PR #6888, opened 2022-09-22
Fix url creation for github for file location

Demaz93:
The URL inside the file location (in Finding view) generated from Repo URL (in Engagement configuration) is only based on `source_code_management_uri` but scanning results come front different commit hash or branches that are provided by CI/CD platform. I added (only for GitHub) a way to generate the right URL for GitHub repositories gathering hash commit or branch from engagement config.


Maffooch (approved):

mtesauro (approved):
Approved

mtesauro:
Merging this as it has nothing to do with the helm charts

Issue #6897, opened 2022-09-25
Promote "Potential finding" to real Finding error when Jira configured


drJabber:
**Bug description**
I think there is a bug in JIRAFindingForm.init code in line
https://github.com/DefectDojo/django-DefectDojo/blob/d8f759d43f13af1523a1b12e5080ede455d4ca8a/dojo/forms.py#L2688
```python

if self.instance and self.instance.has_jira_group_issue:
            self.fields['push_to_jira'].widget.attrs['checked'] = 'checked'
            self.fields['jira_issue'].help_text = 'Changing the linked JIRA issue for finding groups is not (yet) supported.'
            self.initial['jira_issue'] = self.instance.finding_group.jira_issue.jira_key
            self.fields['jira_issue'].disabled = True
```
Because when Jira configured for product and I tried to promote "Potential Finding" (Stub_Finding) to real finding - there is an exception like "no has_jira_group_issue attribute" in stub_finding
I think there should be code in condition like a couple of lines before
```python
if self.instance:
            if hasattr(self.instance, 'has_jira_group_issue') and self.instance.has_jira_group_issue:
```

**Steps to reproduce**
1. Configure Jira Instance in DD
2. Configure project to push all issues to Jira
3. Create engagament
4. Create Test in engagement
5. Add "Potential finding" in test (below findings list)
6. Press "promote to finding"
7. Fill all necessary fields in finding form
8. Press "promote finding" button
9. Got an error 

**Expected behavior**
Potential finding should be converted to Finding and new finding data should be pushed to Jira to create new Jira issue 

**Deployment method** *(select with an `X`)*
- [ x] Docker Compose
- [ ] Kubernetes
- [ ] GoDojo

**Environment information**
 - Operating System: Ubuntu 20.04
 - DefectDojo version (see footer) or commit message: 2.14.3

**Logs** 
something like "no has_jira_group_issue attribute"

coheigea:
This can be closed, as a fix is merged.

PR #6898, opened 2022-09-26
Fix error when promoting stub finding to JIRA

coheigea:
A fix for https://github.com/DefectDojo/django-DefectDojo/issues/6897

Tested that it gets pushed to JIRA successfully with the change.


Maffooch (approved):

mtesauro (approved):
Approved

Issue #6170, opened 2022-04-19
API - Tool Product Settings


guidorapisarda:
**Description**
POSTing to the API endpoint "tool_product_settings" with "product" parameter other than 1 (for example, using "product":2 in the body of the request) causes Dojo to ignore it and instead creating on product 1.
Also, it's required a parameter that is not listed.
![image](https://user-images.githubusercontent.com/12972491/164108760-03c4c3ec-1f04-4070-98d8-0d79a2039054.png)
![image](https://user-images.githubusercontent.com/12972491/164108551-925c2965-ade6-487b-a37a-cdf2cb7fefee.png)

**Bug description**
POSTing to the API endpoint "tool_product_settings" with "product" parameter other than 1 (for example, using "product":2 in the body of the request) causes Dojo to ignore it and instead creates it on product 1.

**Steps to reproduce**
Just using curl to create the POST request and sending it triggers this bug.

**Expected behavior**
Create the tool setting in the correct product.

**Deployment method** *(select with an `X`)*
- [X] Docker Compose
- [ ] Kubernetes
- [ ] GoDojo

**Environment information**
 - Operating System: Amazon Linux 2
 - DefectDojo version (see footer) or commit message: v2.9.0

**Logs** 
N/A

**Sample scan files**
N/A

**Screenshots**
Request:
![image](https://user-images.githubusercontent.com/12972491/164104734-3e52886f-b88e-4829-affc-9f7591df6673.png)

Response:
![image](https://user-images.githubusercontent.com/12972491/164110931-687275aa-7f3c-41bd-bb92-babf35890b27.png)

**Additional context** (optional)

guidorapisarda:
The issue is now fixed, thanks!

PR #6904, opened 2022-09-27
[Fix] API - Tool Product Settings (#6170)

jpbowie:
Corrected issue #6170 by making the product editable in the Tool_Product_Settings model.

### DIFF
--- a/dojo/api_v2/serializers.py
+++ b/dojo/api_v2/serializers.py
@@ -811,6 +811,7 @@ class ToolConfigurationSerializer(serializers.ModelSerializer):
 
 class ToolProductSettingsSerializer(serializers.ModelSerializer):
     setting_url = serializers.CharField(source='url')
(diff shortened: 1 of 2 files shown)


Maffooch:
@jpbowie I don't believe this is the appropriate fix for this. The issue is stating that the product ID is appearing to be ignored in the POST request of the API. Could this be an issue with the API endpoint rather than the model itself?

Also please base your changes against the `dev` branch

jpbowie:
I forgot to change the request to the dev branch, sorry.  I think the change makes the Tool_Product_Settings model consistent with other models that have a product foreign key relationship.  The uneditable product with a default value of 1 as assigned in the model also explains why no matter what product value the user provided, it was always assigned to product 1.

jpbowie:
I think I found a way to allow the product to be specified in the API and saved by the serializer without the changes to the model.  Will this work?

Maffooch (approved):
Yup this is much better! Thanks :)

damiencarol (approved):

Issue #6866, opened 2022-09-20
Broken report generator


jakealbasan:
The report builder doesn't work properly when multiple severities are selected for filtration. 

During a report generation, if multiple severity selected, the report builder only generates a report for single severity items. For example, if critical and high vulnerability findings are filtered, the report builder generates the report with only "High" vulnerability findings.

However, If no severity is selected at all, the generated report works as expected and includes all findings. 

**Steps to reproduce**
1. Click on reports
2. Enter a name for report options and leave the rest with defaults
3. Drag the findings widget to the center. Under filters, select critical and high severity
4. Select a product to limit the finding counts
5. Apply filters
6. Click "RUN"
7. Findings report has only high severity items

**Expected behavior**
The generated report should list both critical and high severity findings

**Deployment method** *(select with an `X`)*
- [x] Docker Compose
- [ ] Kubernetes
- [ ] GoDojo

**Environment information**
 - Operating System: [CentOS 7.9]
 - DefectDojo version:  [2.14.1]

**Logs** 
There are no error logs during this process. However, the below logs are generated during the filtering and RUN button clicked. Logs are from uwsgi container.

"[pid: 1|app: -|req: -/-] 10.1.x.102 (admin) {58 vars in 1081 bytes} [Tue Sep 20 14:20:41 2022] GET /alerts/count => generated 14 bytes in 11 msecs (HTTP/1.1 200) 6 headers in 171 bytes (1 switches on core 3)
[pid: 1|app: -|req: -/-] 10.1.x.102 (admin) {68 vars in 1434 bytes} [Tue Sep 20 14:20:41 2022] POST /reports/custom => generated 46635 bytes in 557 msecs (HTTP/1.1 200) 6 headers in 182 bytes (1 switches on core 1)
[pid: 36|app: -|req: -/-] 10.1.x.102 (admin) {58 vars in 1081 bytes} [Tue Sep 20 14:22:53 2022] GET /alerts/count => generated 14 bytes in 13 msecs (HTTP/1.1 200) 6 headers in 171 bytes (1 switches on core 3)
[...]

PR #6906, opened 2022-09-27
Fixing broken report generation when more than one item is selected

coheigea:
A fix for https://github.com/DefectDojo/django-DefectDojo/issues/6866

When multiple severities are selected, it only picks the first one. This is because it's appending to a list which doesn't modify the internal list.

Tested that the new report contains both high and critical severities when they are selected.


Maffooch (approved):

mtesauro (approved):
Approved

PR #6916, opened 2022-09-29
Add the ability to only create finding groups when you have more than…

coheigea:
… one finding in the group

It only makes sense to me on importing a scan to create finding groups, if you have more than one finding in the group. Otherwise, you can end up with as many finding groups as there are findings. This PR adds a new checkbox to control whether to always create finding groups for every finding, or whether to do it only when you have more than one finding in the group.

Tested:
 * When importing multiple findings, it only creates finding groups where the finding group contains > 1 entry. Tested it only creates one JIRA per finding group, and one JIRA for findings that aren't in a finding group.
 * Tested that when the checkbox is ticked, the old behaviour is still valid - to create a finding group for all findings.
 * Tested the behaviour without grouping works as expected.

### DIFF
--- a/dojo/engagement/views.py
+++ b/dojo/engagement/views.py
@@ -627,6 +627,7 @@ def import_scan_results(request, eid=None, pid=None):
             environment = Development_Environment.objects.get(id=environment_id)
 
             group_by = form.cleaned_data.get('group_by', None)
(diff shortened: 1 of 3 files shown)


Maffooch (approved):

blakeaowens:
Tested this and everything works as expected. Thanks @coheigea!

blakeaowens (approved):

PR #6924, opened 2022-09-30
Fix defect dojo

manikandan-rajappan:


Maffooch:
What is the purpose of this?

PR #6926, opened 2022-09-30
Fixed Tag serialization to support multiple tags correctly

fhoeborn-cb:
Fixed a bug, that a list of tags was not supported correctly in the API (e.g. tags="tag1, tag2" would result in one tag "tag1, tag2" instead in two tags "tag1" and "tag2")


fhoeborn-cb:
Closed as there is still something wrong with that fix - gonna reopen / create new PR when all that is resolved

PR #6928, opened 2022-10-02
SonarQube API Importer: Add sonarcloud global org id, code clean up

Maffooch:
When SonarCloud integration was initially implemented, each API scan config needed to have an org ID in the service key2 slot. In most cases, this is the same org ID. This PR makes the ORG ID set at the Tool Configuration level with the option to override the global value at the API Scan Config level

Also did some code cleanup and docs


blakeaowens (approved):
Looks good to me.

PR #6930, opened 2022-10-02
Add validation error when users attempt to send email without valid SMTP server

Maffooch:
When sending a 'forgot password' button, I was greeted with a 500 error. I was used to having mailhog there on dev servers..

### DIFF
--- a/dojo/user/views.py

========

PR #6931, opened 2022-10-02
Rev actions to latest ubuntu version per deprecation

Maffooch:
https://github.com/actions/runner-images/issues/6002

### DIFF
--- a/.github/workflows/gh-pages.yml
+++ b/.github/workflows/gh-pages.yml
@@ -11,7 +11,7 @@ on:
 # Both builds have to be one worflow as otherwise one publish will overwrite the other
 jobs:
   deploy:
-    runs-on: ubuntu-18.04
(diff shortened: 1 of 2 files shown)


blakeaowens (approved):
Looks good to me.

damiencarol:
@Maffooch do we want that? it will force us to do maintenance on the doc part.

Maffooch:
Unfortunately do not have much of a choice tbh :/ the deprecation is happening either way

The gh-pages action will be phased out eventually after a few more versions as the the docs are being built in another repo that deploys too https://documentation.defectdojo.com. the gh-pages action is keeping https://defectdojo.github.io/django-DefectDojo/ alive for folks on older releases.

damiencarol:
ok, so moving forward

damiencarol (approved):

========

### Task details
Once the line with "The generated report should" is found in the records above, print exactly that line and every line after it through the line with "- Operating System: [CentOS 7.9]".

### Answer area
The generated report should list both critical and high severity findings

**Deployment method** *(select with an `X`)*
- [x] Docker Compose
- [ ] Kubernetes
- [ ] GoDojo

**Environment information**
 - Operating System: [CentOS 7.9]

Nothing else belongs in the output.